Wales

Wales needs more timber says fencing producer

forestry in Wales Image copyright Thinkstock

Wales needs to plant more trees to protect the home grown timber industry, one of the UK's largest fencing producers has warned.

Denbighshire firm Clifford Jones Timber said just 100 hectares (250 acres) of new woodland was planted here last year.

The Welsh Government's target is 2,000 hectares a year.

The environmental agency, Natural Resources Wales, said commercial timber operations remained "a high priority".

But Clifford Jones' purchasing director Penny Lloyd said timber planting was now "vital for the survival of our industry".
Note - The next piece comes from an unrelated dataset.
Issue #2730, opened 2016-08-02
Assertions related to lanes on 5.3 and master


daniel-j-h:
Splitting from https://github.com/Project-OSRM/osrm-backend/issues/2706: we're hitting the following lane assertion during extraction on the planet on master but also already on the 5.3 branch:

"Back in the 1970s we were planting over 7,000 acres of trees every year - in recent years it's been less than 250 and this is a crop that takes 20 years plus to grow to maturity," she said.

The company produces 2.5 million fence posts at its plant in Ruthin and also in Scotland, and employs over 80 staff.

According to Welsh Government figures, the wood manufacturing industry in Wales is worth nearly £175m a year - and combined with forestry, provides work for up to 11,000 people.

"There's a huge market for our timber. Every sawmill in Wales would double or treble production if the timber was there to feed that mill," said the Clifford Jones chairman Richard Jones.

"We are constantly looking at ways of diversifying so that we get the maximum from the timber we bring in through the gates but that is in increasingly short supply because of lack of investment since the 1990s."

Natural Resources Wales has insisted it is committed to helping the industry.

It manages about 117 hectares of Wales' 306 hectares of woodland.

"This year we are restocking more than 1,200 hectares of the Welsh woodland estate - which compares favourably with any of the previous five years," said Ruth Jenkins, head of natural resource planning at NRW.

"In that time, we have had to deal with a massive outbreak of P ramorum, which has had a devastating effect on Welsh forests - proportionately more than the rest of the UK - but we are responding to this by creating a far more diverse and resilient woodland.

"During this time we have worked closely with the timber industry to create new markets for the additional larch which has come to the market."